Most of the people voting have given their reasons above. Nobody disputes the splendour of Corelli's voice. What I and others have objected to, is the way he mangles poor Bellini. I don't much like Florez's somewhat whiney sound, but at least he knows how the music should be sung.


----------



## IgorS (Jan 7, 2018)

Tsaraslondon said:


> Most of the people voting have given their reasons above. Nobody disputes the splendour of Corelli's voice. What I and others have objected to, is the way he mangles poor Bellini. I don't much like Florez's somewhat whiney sound, but at least he knows how the music should be sung.


Those two are not even in the same universe. Florez may be a good crossover singer but he has no voice for opera.


----------



## Op.123 (Mar 25, 2013)

IgorS said:


> Those two are not even in the same universe. Florez may be a good crossover singer but he has no voice for opera.


Unfortunately a voice for Opera no longer means a big, free, natural voice. For many people, small, restricted voices and woofy, poorly projected, ingolata voices are what Opera is. I have no problem with it in modern opera because you can write for a different sound, amplify singers, etc. But when singing Verdi, Wagner, Bellini I just find the sound so totally unsuited that it destroys the music, and of course pieces are conducted with such light temperament when voices can't sustain a large sound. Just listen to how Panizza and Bodanzky conducted their Met performances in the 30s. If only we could have that level of energy and excitement again but unfortunately singers would just be completely consumed by the orchestra now. I would prefer it if theatres focused on modern works which could cater to these voices properly and save the romantic operas for the odd occasion they could be performed successfully but despite our lack of reverence for proper singing technique people only want to hear the operas of previous generations. Thus we are stuck with Opera as a decaying artform, far more so than concert music, which is slowly having all life sucked from it by poorly trained singers, placcid conductors and directors who've never studied a single piece of music and only understand theatre in cinematic terms.


----------



## Tsaraslondon (Nov 7, 2013)

Op.123 said:


> Unfortunately a voice for Opera no longer means a big, free, natural voice. For many people, small, restricted voices and woofy, poorly projected, ingolata voices are what Opera is. I have no problem with it in modern opera because you can write for a different sound, amplify singers, etc. But when singing Verdi, Wagner, Bellini I just find the sound so totally unsuited that it destroys the music, and of course pieces are conducted with such light temperament when voices can't sustain a large sound. Just listen to how Panizza and Bodanzky conducted their Met performances in the 30s. If only we could have that level of energy and excitement again but unfortunately singers would just be completely consumed by the orchestra now. I would prefer it if theatres focused on modern works which could cater to these voices properly and save the romantic operas for the odd occasion they could be performed successfully but despite our lack of reverence for proper singing technique people only want to hear the operas of previous generations. Thus we are stuck with Opera as a decaying artform, far more so than concert music, which is slowly having all life sucked from it by poorly trained singers, placcid conductors and directors who've never studied a single piece of music and only understand theatre in cinematic terms.
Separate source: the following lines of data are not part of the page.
Issue #1240, opened 2022-02-01
Storage allocation - support data stores other than COS which is currently supported


simanadler:

shlomitk1:
@simanadler datashim supports various S3 data stores, not only COS. "cos" is just a name they use for s3 inside a dataset object.

revit13:
the quick start uses localstack...

revit13:
what about allocation in other storage types like google-sheet etc? I think it was raised before to consider the option that an external component will handle the allocation.

PR #1973, opened 2023-02-15
Allocation of MySQL storage

### LINKED ISSUE #1928: Support allocation/de-allocation of MySQL storage

shlomitk1:
Fixes #1928, #1240
This PR allocates storage for MySQL based on MySQL storage account. It connects to the MySQL server and generates a new database. Upon deletion, the database is deleted.
To be done in the future PRs:
- consider "DeleteIfEmpty" flag passed in the request
- check that there are no other tables before database deletion
- extend https://github.com/fybrik/airbyte-module/blob/main/fybrik/README_mysql.md with the example of creating a new dataset
- allow user to specify the database and table names


roytman (commented):
@shlomitk1 , it is not this PR review, but please add "-" to https://github.com/fybrik/fybrik/blob/25bb9aeeaf228afcc66cc506fda2fda7a485ff5d/charts/fybrik/templates/manager-deployment.yaml#L71
{{**-** if .Values.storageManager.image }}

shlomitk1:
> {{**-** if .Values.storageManager.image }}

Done

pkg/storage/registrator/agent/agent.go
```diff
@@ -30,9 +31,9 @@ func GetProperty(props map[string]interface{}, t taxonomy.ConnectionType, key st
 	}
 	switch propertyMap := propertyMap.(type) {
 	case map[string]interface{}:
-		property := propertyMap[key]
-		if property != nil {
-			return property.(string), nil
+		property, found := propertyMap[key]
+		if found && (property != nil) {
```
roytman, line 35: why do you separate `nil` return and unfound, if you have the same processing ?
why not just `if property != nil ` ?

pkg/storage/impl/mysql/mysql_impl.go
```diff
@@ -21,7 +47,7 @@ type MySQLImpl struct {
 
 // implementation of AgentInterface for MySQL
 func NewMySQLImpl() *MySQLImpl {
-	return &MySQLImpl{Name: "mysql", Log: logging.LogInit(logging.CONNECTOR, "StorageManager")}
+	return &MySQLImpl{Name: mysqlAgent, Log: logging.LogInit(logging.CONNECTOR, "StorageManager")}
```
roytman, line 50: I'd suggest to add impl type into the LogInit, so later we will be able easily separate messages from different implementations.

pkg/storage/impl/mysql/mysql_impl.go
```diff
@@ -37,12 +63,103 @@ func (impl *MySQLImpl) GetConnectionType() taxonomy.ConnectionType {
 	return impl.Name
 }
 
-// storage allocation - placeholder
+func dsn(username, password, hostname, port, dbName string) string {
+	return fmt.Sprintf("%s:%s@tcp(%s:%s)/%s", username, password, hostname, port, dbName)
```
roytman, line 67: Printing password is problematic

pkg/storage/impl/mysql/mysql_impl.go
```diff
@@ -37,12 +63,103 @@ func (impl *MySQLImpl) GetConnectionType() taxonomy.ConnectionType {
...
+// storage allocation
+// host, port are taken from the storage account
+// database name is generated, table is taken from the DatasetProperties.Name
+// TODO: allow database and table specification inside FybrikApplication
 func (impl *MySQLImpl) AllocateStorage(request *storagemanager.AllocateStorageRequest, client kclient.Client) (taxonomy.Connection, error) {
-	return taxonomy.Connection{Name: impl.Name}, nil
+	var host, port string
+	var err error
+	if host, err = agent.GetProperty(request.AccountProperties.Items, impl.Name, hostKey); err != nil {
+		return taxonomy.Connection{}, err
```
roytman, line 96: we return the same error from different locations below without any logging. It will create an issue to identify which case threw the error.

pkg/storage/impl/mysql/mysql_impl.go
```diff
@@ -37,12 +63,103 @@ func (impl *MySQLImpl) GetConnectionType() taxonomy.ConnectionType {
...
+	if err != nil {
+		return taxonomy.Connection{}, err
+	}
+
+	// generate database name
+	suffix, _ := random.Hex(randomSuffixLength)
+	database := request.Opts.AppDetails.Name + "-" + request.Opts.AppDetails.Namespace + suffix
+
+	table := request.Opts.DatasetProperties.Name
+	// connect to the server and create the database if empty
```
roytman, line 111: here there is a contradiction, if database name is auto generated, it should not exist, if we want to reuse the data base, we should not generate the suffix.

pkg/storage/impl/mysql/mysql_impl.go
```diff
@@ -37,12 +63,103 @@ func (impl *MySQLImpl) GetConnectionType() taxonomy.ConnectionType {
...
+			},
+		},
+	}
+	return connection, nil
 }
 
-// storage deletion - placeholder
+// storage deletion
 func (impl *MySQLImpl) DeleteStorage(request *storagemanager.DeleteStorageRequest, client kclient.Client) error {
+	var host, port, database string
```
roytman, line 142: we should be caution with this, to prevent deletion of a user database.

pkg/storage/impl/mysql/mysql_impl.go
shlomitk1: Password is not printed. Here it's just formatting a string.

pkg/storage/impl/mysql/mysql_impl.go
shlomitk1: It's for the future when database reuse becomes supported.

pkg/storage/registrator/agent/agent.go
shlomitk1: changed

pkg/storage/impl/mysql/mysql_impl.go
shlomitk1: ok

pkg/storage/impl/mysql/mysql_impl.go
shlomitk1: added details

pkg/storage/impl/mysql/mysql_impl.go
shlomitk1: right, this is temporary as long as Fybrik auto-generates a database with a single table

pkg/storage/registrator/agent/agent.go
```diff
@@ -32,7 +33,7 @@ func GetProperty(props map[string]interface{}, t taxonomy.ConnectionType, key st
 	case map[string]interface{}:
 		property := propertyMap[key]
 		if property != nil {
-			return property.(string), nil
+			return fmt.Sprintf("%v", property), nil
```
roytman, line 36: if property == nil, you return `"", nil`, is it correct?
should it be `errors.New("undefined property " + key)` ?
or just 
```golang
func GetProperty(props map[string]interface{}, t taxonomy.ConnectionType, key string) (string, error) {
	propertyMap := props[t]
	if propertyMap == nil {
		return "", errors.New("undefined properties for " + string(t))
	}
	propMap, err := propertyMap.(map[string]interface{})
	if err != true {
		return "", errors.New("undefined property " + key)
	}
	property := propMap[key]
	if property != nil {
		return fmt.Sprintf("%v", property), nil
	}
	return "", errors.New("undefined property " + key)
}
```

pkg/storage/impl/mysql/mysql_impl.go
roytman: I meant, how can you separate errors from L97, L100, L115, and L123. `details` are the same, just according to the original error ?

pkg/storage/registrator/agent/agent.go
shlomitk1: modified

roytman (approved):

But a big voice might not be quite what Bellini had in mind of this aria and I think it's pretty safe to assume that what Corelli does here is quite a long way from what Bellini would have expected. We can't know what the first Arturo, Rubini, sounded like, but clearly he had a different kind of voice from Donzelli, who was the first Pollione. Even Donzelli's top C was sung in head voice, and it was actually Gilbert Duprez who first sang a top C from the chest, Rossini famously comparing it to the squawk of a capon.


----------



## IgorS (Jan 7, 2018)

Tsaraslondon said:


> But a big voice might not be quite what Bellini had in mind of this aria and I think it's pretty safe to assume that what Corelli does here is quite a long way from what Bellini would have expected. We can't know what the first Arturo, Rubini, sounded like, but clearly he had a different kind of voice from Donzelli, who was the first Pollione. Even Donzelli's top C was sung in head voice, and it was actually Gilbert Duprez who first sang a top C from the chest, Rossini famously comparing it to the squawk of a capon.
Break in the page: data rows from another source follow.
PR #1981, opened 2023-02-20
Validate create asset response.

revit13:
This PR adds a missing taxonomy verification of the create asset response.

### DIFF
--- a/manager/controllers/app/data_catalog_interface.go
+++ b/manager/controllers/app/data_catalog_interface.go
@@ -62,6 +62,12 @@ func (r *FybrikApplicationReconciler) RegisterAsset(assetID string, catalogID st
 		log.Error().Err(err).Msg("failed to receive the catalog connector response")
 		return "", err
 	}
+	err = r.ValidateAssetResponse(response, DataCatalogCreateAssetResponseTaxonomy, assetID)
+	if err != nil {
+		log.Error().Err(err).Msg("failed to validate the catalog connector response")
+		// return the error from the schema validator
+		return "", err
+	}
 
 	return response.AssetID, nil
 }
--- a/manager/controllers/app/fybrikapplication_controller.go
+++ b/manager/controllers/app/fybrikapplication_controller.go
@@ -70,7 +70,8 @@ type ApplicationContext struct {
 }
 
 var ApplicationTaxonomy = environment.GetDataDir() + "/taxonomy/fybrik_application.json"
-var DataCatalogTaxonomy = environment.GetDataDir() + "/taxonomy/datacatalog.json#/definitions/GetAssetResponse"
+var DataCatalogGetAssetResponseTaxonomy = environment.GetDataDir() + "/taxonomy/datacatalog.json#/definitions/GetAssetResponse"
+var DataCatalogCreateAssetResponseTaxonomy = environment.GetDataDir() + "/taxonomy/datacatalog.json#/definitions/CreateAssetResponse"
 
 const (
 	FybrikApplicationKind = "FybrikApplication"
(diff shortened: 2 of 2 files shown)


manager/controllers/app/data_catalog_interface.go
```diff
@@ -21,7 +21,7 @@ import (
 // - an error if happened
 // - the new asset identifier
 func (r *FybrikApplicationReconciler) RegisterAsset(assetID string, catalogID string,
-	info *fapp.DatasetDetails, input *fapp.FybrikApplication) (string, error) {
+	info *fapp.DatasetDetails, input *fapp.FybrikApplication) (*datacatalog.CreateAssetResponse, error) {
```
shlomitk1, line 24: Why are you changing the signature? The original behavior was to register the asset and return the registered asset id or an error. Why not do the validation here and return the same after validation.

manager/controllers/app/fybrikapplication_controller.go
```diff
@@ -242,8 +243,16 @@ func (r *FybrikApplicationReconciler) checkReadiness(applicationContext Applicat
...
 			// register the asset
-			if newAssetID, err := r.RegisterAsset(assetID, dataCtx.Requirements.FlowParams.Catalog,
+			if response, err := r.RegisterAsset(assetID, dataCtx.Requirements.FlowParams.Catalog,
 				&provisioned, applicationContext.Application); err == nil {
+				newAssetID := response.AssetID
+				err = r.ValidateCreateAssetResponse(response, DataCatalogCreateAssetResponseTaxonomy, assetID)
+				if err != nil {
+					applicationContext.Log.Error().Err(err).Msg("failed to validate the catalog connector " +
+						"response when creating new asset")
+					setReadyCondition(applicationContext, assetID)
```
shlomitk1, line 253: We could not properly register the asset. Why is it ready?

manager/controllers/app/fybrikapplication_controller.go
```diff
@@ -518,6 +522,26 @@ func (r *FybrikApplicationReconciler) ValidateAssetResponse(response *datacatalo
...
+	taxonomyFile, datasetID string) error {
+	// Convert GetAssetRequest Go struct to JSON
+	responseJSON, err := json.Marshal(response)
+	if err != nil {
+		return err
+	}
+	return r.validateAssetResponse(responseJSON, taxonomyFile, datasetID)
+}
+
+func (r *FybrikApplicationReconciler) ValidateCreateAssetResponse(response *datacatalog.CreateAssetResponse,
```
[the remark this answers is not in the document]
revit13: @shlomitk1 ok, should I use reflect to choose the right taxonomy file based on the response type? Thanks

manager/controllers/app/data_catalog_interface.go
revit13: I'll do that Thanks, I mistakenly thought the functions do not belong to the same class.

manager/controllers/app/fybrikapplication_controller.go
revit13: I'll fix that thanks

manager/controllers/app/fybrikapplication_controller.go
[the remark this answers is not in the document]
shlomitk1: No, the function will already get the right taxonomy, as you implemented. I suggest merely to change the function signature and then you'll be able to call the same function with different taxonomy file.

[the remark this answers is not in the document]
revit13: @shlomitk1 Thanks please take a look at the changes. (I overwrite the previous commits) Thanks

shlomitk1 (approved):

I'm pretty sure that Bellini would expect bel canto singing for any aria. And nothing is more contradicting to bel canto than "small, restricted voices and woofy, poorly projected, ingolata voices".


----------



## Op.123 (Mar 25, 2013)

Tsaraslondon said:


> But a big voice might not be quite what Bellini had in mind of this aria and I think it's pretty safe to assume that what Corelli does here is quite a long way from what Bellini would have expected. We can't know what the first Arturo, Rubini, sounded like, but clearly he had a different kind of voice from Donzelli, who was the first Pollione. Even Donzelli's top C was sung in head voice, and it was actually Gilbert Duprez who first sang a top C from the chest, Rossini famously comparing it to the squawk of a capon.
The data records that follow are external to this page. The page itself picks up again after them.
PR #2018, opened 2023-03-06
Remove option to overwrite base images.

### LINKED ISSUE #2013: Different base container mages used by Fybrik
Fybrik uses different base container images, e.g. ubi8/ubi:8.7 and ubi8/ubi-minimal:8.7.

 ubi8/ubi:8.7 doesn't include `microdnf` so the checks of PR #2008 fail. We have to check if we can install `microdnf` or use another image.

revit13:
/Closes #2013
Testing the option to remove option to overwrite base images.


roytman (commented):
A single comment, we have here 4 Docker files and in each one we define the image name, 
can it be a kind of share env variable ?

manager/Dockerfile
```diff
@@ -1,7 +1,6 @@
 # Copyright 2020 IBM Corp.
 # SPDX-License-Identifier: Apache-2.0
-ARG image=registry.access.redhat.com/ubi8/ubi-minimal:8.7
-FROM $image
+FROM registry.access.redhat.com/ubi8/ubi-minimal:8.7
```
roytman, line 3: In order to use the same image tag, we can use the following:
```
ARG tag=8.7
FROM registry.access.redhat.com/ubi8/ubi-minimal:$tag
```

manager/Makefile
```diff
@@ -27,13 +27,8 @@ source-build:
 # Overwrite docker-build from docker.mk
 .PHONY: docker-build
 docker-build: source-build
-ifdef FROM_IMAGE
-	docker build . -t ${IMG} -f Dockerfile --build-arg image=${FROM_IMAGE}
-	rm manager
-else
 	docker build . -t ${IMG} -f Dockerfile
```
roytman, line 30: docker build . -t ${IMG} -f Dockerfile --build-arg tag=${BASE_IMAGE_TAG}

and to add `BASE_IMAGE_TAG=8.7` into `requirements.env`

roytman (approved):

Issue #2000, opened 2023-02-28
Updating rego policies in TLS settings


tomersolomon1:
It seems there might be an issue with deploying new rego policies via a configmap in the TLS settings.
For instance, in the settings of `https://github.com/fybrik/fybrik/blob/master/charts/fybrik/notebook-test-readflow.tls.values.yaml` we tried to remove the bootstrap policies and create the policies via a configmap.

When trying to deploy the following yaml we get an error:
```
apiVersion: v1
data:
  policy-read.rego: |+
    package dataapi.authz

    rule[{}] {
        description := "allow read datasets with no tags"
        input.action.actionType == "read"
        not input.resource.metadata.tags
    }

    rule[{"action": {"name":"RedactAction", "columns": column_names}, "policy": description}] {
        description := "While reading redact columns tagged as PII in datasets tagged with finance = true"
        input.action.actionType == "read"
        input.resource.metadata.tags.finance
        column_names := [input.resource.metadata.columns[i].name | input.resource.metadata.columns[i].tags.PII]
    }

kind: ConfigMap
metadata:
  labels:
    openpolicyagent.org/policy: rego
  name: policy-read
  namespace: fybrik-system
```

The error:
```
ind: ConfigMap
metadata:
  annotations:
    [openpolicyagent.org/policy-status](http://openpolicyagent.org/policy-status): '{"status":"error","error":{"Op":"Put","URL":"http://localhost:8181/v1/policies/fybrik-system/policy-read/policy-read.rego","Err":{"Op":"dial","Net":"tcp","Source":null,"Addr":{"IP":"127.0.0.1","Port":8181,"Zone":""},"Err":{"Syscall":"connect","Err":111}}}}'
```

PR #2027, opened 2023-03-13
Change OPA server to use TLS instead of mutual TLS in notebook test

revit13:
Relates to #2000 

OPA's [kube-mgmt](https://github.com/open-policy-agent/kube-mgmt) sidecar is responsible for automatically discover policies and JSON data stored in ConfigMaps in Kubernetes and loads them into OPA.
When configuring OPA with mutual tls then the client (kube-mgmt) certificate should be provided as well. to avoid providing such a certificate this PR changes the OPA server to use TLS and not mutual TLS.


manager/testdata/notebook/README.md
```diff
@@ -10,7 +10,7 @@ are configured to use TLS:
 - Fybrik manager
 - Vault
 
-All servers above except Openmetadata server use mutual TLS.
+All servers above except Openmetadata and OPA server use mutual TLS. OPA server uses TLS. Openmetadata server not using TLS.
```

When I say 'big' voices I don't necessarily mean one the size of Corelli's but a resonant and 'open' voice the likes of which the singers he wrote for undoubtedly possessed. Constricted or ingolata singing is, I agree, the antithesis of bel canto and does not come close to producing the sound that Bellini would have been used to. I agree, Corelli is not very satisfactory in this music but Flrorez sounds bland and anaemic and this music really needs more than that to be effective.


----------



## Tsaraslondon (Nov 7, 2013)

IgorS said:


> I'm pretty sure that Bellini would expect bel canto singing for any aria. And nothing is more contradicting to bel canto than "small, restricted voices and woofy, poorly projected, ingolata voices".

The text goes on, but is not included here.